Its supporters believe that it increases metabolism and fat reduction without causing hunger.
HCG (human chorionic gonadotropin) is a hormone that is abundant in early pregnancy.
It informs a woman’s body that she is pregnant and maintains the production of hormones necessary for fetal growth. It’s also been used to treat infertility.
The diet is broken down into three stages. You begin using HCG pills during the first phase.
During the second phase, you consume just 500 calories daily while taking HCG supplement drops, pellets, injections, or sprays. Weight loss is suggested for 3–6 weeks at a time.
In the third phase, you discontinue HCG use and gradually increase your food consumption.
Weight loss: The HCG diet does result in weight loss. However, several studies find this is attributable to the ultra-low-calorie diet alone, not the HCG hormone. (33, 34)
Furthermore, HCG was shown not to affect appetite.
Other benefits: Aside from weight loss, there are no other acknowledged advantages of the HCG diet.
The downside: The HCG diet, like most other ultra-low-calorie diets, may induce muscle loss, resulting in a decreased capacity to burn calories. (35)
Such extreme calorie restriction limits the number of calories your body burns even more. This is because your body believes it is famished and strives to save energy.
Furthermore, most HCG items on the market are frauds with no HCG. Only injections can enhance this hormone’s levels in the blood.
Furthermore, the diet has many adverse side effects, such as headaches, lethargy, and depression. There has also been one instance of a lady suffering blood clots due to the diet.
The FDA opposes this diet, calling it harmful, unlawful, and deceptive.
8. The Zone Diet
The Zone Diet is a low-glycemic-load diet in which carbohydrates are limited to 35–45 percent of daily calories, and protein and fat are limited to 30 percent each.
It advises consuming carbohydrates solely with a low glycemic index (GI).
A food’s GI estimates how much it boosts blood glucose levels after intake.
The Zone Diet was created to prevent diet-induced inflammation, promote weight loss, and lower your risk of chronic illnesses.
The Zone Diet advocates balancing each meal with 1/3 protein, 2/3 colorful fruits and vegetables, and a dash of fat — specifically, monounsaturated oil, such as olive oil, avocado, or almonds.
It also restricts high-GI carbohydrates like bananas, rice, and potatoes.
Weight loss: Research on low-GI diets has been inconsistent.
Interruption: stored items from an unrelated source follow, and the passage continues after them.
Issue #1514, opened 2023-01-19
Paginated traversal of AMT / HAMT structures


alexytsu:
New methods should be added to the (H)AMT libraries in order to support paginated traversal. The first motivating use case is the `ListTokens` [method](https://github.com/filecoin-project/FIPs/discussions/492#discussioncomment-4150663) and other enumerated methods on [FRC-0053](https://github.com/filecoin-project/FIPs/blob/master/FRCs/frc-0053.md).

Whilst it is possible for the predicate passed into `for_each_while` to terminate traversal, it is not currently possible to then resume traversal at a specific index/range. This makes it infeasible to implement methods such as `ListTokens` due to the gas costs of expanding every node in an AMT.

alexytsu:
A proof-of-concept `for_range_while` method is demonstrated here: which allows traversal to be limited within `[range_start, range_end)` for AMTs.

https://github.com/helix-onchain/ref-fvm/pull/2

alexytsu:
https://github.com/filecoin-project/ref-fvm/pull/1673
https://github.com/filecoin-project/ref-fvm/pull/1665

PR #1636, opened 2023-02-03
Ranged iteration on HAMTs

alexytsu:
With reference to the motivations discussed in https://github.com/filecoin-project/ref-fvm/issues/1514, this is the first part implementing ranged iteration functionality for HAMTs. The same basic concepts here can be applied to AMTs. 

A design tradeoff here is that it is up to the caller of `for_each_ranged` to guarantee that HAMT has not changed since the previous iteration. Actors which expose iteration over HAMTs are recommended to flush HAMTs before traversal and compare the root Cid to ensure contents have not changed.


anorth (approved):
Thank you @alexytsu! This looks good to me, but we should of course wait for some wider review from maintainers of these structures.

Stebalien:
Why not just use the "next key"? This patch adds a new concept of "paths" which exposes internal structure. It should be pretty easy to seek to a specific key and start reading there.

> The same basic concepts here can be applied to AMTs.

AMTs are ordered, so they should _definitely_ just seek to the next index (i.e., don't apply the same concept).

alexytsu:
Thanks for the review and suggestions @Stebalien 

> AMTs are ordered, so they should definitely just seek to the next index (i.e., don't apply the same concept).

Agreed. A method without externally exposed 'paths' was spiked in https://github.com/helix-onchain/ref-fvm/pull/2/files. I think this is more natural where keys are ordered. 

> Why not just use the "next key"? 

I like this idea because it additionally allows immediate feedback that the HAMT is exhausted. In the current algorithm, where the returned cursor points to the last item, it's not possible to tell if there are zero or more items left.

It's probably possible to hide the "path" concept from external users I'll put up a comparative implementation in a separate PR.

alexytsu:
Replaced by https://github.com/filecoin-project/ref-fvm/pull/1665

PR #1658, opened 2023-02-13
Alex Wade's solidity test framework

vyzo:
Transplanted from https://github.com/filecoin-project/fvm-bench/pull/10

### DIFF
--- a/tools/solidity-tests/libraries/FilUtils.sol
+++ b/tools/solidity-tests/libraries/FilUtils.sol
@@ -1,0 +1,182 @@
+// SPDX-License-Identifier: UNLICENSED
+pragma solidity ^0.8.0;
+
+library FilUtils {
+
+    // keccak([])
+    bytes32 constant EVM_EMPTY_CODEHASH = 0xc5d2460186f7233c927e7db2dcc703c0e500b653ca82273b7bfad8045d85a470;
+    // keccak([0xFE])
+    bytes32 constant FIL_NATIVE_CODEHASH = 0xbcc90f2d6dada5b18e155c17a1c0a55920aae94f39857d39d0d8ed07ae8f228b;
+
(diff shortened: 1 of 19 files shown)


Stebalien:
Are these running in CI? If not, can we run them in CI?

vyzo:
Not yet.
Sure, but the difficulty is in having an fvm-bench build and an actors bundle.

Also there is the compile thr contracts each time thing, that i dont quite like.
I think we should compilr them oncr and get done with it, as this does less work and makes things deterministic.

If we resolve these we could perhaps merge CIfying this with the gas stress thingie.

Stebalien (approved):

tools/solidity-tests/libraries/FilUtils.sol
```diff
@@ -0,0 +1,182 @@
...
+    address constant SYSTEM_ACTOR = 0xfF00000000000000000000000000000000000000;
+    address constant INIT_ACTOR = 0xff00000000000000000000000000000000000001;
+    address constant REWARD_ACTOR = 0xff00000000000000000000000000000000000002;
+    address constant CRON_ACTOR = 0xFF00000000000000000000000000000000000003;
+    address constant POWER_ACTOR = 0xFf00000000000000000000000000000000000004;
+    address constant MARKET_ACTOR = 0xff00000000000000000000000000000000000005;
+    address constant VERIFIED_REGISTRY_ACTOR = 0xFF00000000000000000000000000000000000006;
+    address constant DATACAP_TOKEN_ACTOR = 0xfF00000000000000000000000000000000000007;
+    address constant EAM_ACTOR = 0xfF0000000000000000000000000000000000000a;
+    // address constant CHAOS_ACTOR = 0xFF00000000000000000000000000000000000000; // 98
```
wjmelements, line 25: What is the chaos actor?

Issue #1489, opened 2023-01-17
Test: Gas limit fuzzing


Stebalien:
We should "fuzz" our gas limits by:

1. Creating a simple actor that makes several recursive calls, writes some state, etc. Ideally, this actor should never terminate naturally.
2. Executing this actor with different gas limits.
3. Making sure we always run out of gas and never run into any other error.

PR #1659, opened 2023-02-13
Gas Stress/Fuzzing Contracts

vyzo:
See https://github.com/filecoin-project/ref-fvm/issues/1489


Stebalien:
Next step is to use this to try to find bugs. Specifically:

1. Use backtraces and/or gas tracing to try to find the exact amount of gas required to cause a recursive call to fail.
2. Test gas values around this point, ensuring that we always run out of gas.

Stebalien (approved):

Stebalien:
We're going to merge this and continue in a new issue.

Issue #1115, opened 2022-11-17
Test: Check exit codes when we run out of memory


Stebalien:
We need a test-case that covers all possible OOM cases.

1. If we run out of memory while executing (I think we have one?).
2. If we run out of memory because we can't allocate a new wasm instance (we definitely don't have one).

maciejwitowski:
@aakoshh is there any chance you'll be able to help with this?

vyzo:
Not sure how to test for 1 -- what kind of test do you have in mind?

PR #1674, opened 2023-02-17
test actor OOM conditions

vyzo:
See https://github.com/filecoin-project/ref-fvm/issues/1115
This exercises condition 1, whereby an actor can run OOM either by allocating one big chunk or many small ones.


vyzo:
the security audit CI check is spewing nonsense.

Stebalien (approved):
❤️

PR #138, opened 2022-02-05
Add Analog Time app (Attempt two)

rs7q5:
Apparently my app name can't have a number in it...

Anyways because we needed more clocks here's another analog clock created using `render.Plot`

There is a toggle to display the date in the top left corner (default is to disable)

analog_clock

### DIFF
--- a/apps/analogtime/analog_time.star
+++ b/apps/analogtime/analog_time.star
@@ -14,7 +14,6 @@ load("schema.star", "schema")
 load("math.star", "math")
 load("time.star", "time")
 
-
 def main(config):
     timezone = config.get("location")
     if timezone != None:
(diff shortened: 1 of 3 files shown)


apps/analogtime/analog_time.star
```diff
@@ -0,0 +1,121 @@
...
+#analog_time.star
+#Created 20220204 RIS
+#Last Modified 20220204 RIS
+
+load("render.star", "render")
+load("schema.star", "schema")
+load("math.star", "math")
+load("time.star", "time")
+
+base_URL = "https://nationaltoday.com/what-is-today/"
```
rohansingh, line 17: Looks good to me other than I don't think this should be in here

```suggestion
```

rs7q5: Correct, I guess I forgot to remove it. not sure why that broke lint though.

betterengineering (approved):
LGTM!

PR #146, opened 2022-02-08
Steam

jer-tav:
Added better description for the app for getting 17 digit Steam ID, and demo data for preview.


jer-tav:
Thanks Rohan, I totally messed that up 🤦‍♂️

PR #148, opened 2022-02-10
Adding Near Earth Objects App

noahcolvin:
New PR from merged/reverted https://github.com/tidbyt/community/pull/140. Changed `while` to `for` loop and also increased cache time (these objects are usually known about for a while).

This app hits the Near Earth Object API [NeoWs](https://www.neowsapp.com/) to display the name of the next nearest object to Earth as well as the relative time, distance, and speed of when it will miss.

Also allows the user to configure kilometers vs miles.

neo_byt

### DIFF
--- a/apps/apps.go
+++ b/apps/apps.go
@@ -23,6 +23,7 @@ import (
 	"tidbyt.dev/community/apps/manifest"
 	"tidbyt.dev/community/apps/mbta"
 	"tidbyt.dev/community/apps/nationaltoday"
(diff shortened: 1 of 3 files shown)


noahcolvin:
I'll get the linter setup locally in the next few days and fix that. You folks are making changes quickly 😃

rohansingh:
I think I should be able to run the formatter on a PR. Let me try.

betterengineering (approved):
ty!!

PR #156, opened 2022-02-15
Fixed cache issues in ESPN news app

rs7q5:
Fix isn't pretty, but it works. 

Preview should now work correctly in Tidbyt App and each sport is cached separately as well.


betterengineering (approved):
Thanks for the quick fix!

PR #160, opened 2022-02-18
Fishbyt: increased Marquee offset and adjusted delay based on fact length

vlauffer:
Fixed a couple of readability issues for my fishys!


betterengineering (approved):
LGTM

PR #163, opened 2022-02-19
fixed stupid typo between schema and config causing it to not work.

tavdog:


betterengineering (approved):
Oops - totally missed this @tavdog! My appologies

PR #166, opened 2022-02-19
Google Traffic App: Updates

LukiLeu:
Added the following changes:
- An alias for the destination and the origin can be provided. In that case, the alias is shown instead of the address
- The Distance is shown in a fourth row instead of the same row as the time
- The units of the time are shown in their short representation (eg. m instead of min)
- The Distance can now be shown in miles and kilometers


betterengineering (approved):
LGTM! I'd normally be weary when changing the defaults for schema fields - but your default for showing distance feels harmless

While some claim that the diet improves weight loss and lowers hunger, others argue that it results in very little weight loss compared to other diets. (36, 37)
Other advantages: The most significant advantage of this diet is a decrease in risk factors for heart diseases, such as lower cholesterol and triglycerides. (38, 39)
According to one research, the Zone Diet may improve blood sugar management, decrease waist circumference, and minimize chronic inflammation in type 2 diabetics who are overweight or obese.
The downside: One of the few disadvantages of this diet is that it restricts using some good carb sources, such as bananas and potatoes.
Result in Bottom Line
There is no such thing as a perfect diet for losing weight.
Different diets work for other individuals, so choose one that fits your lifestyle and preferences.
The optimal diet for you is one that you can maintain over time.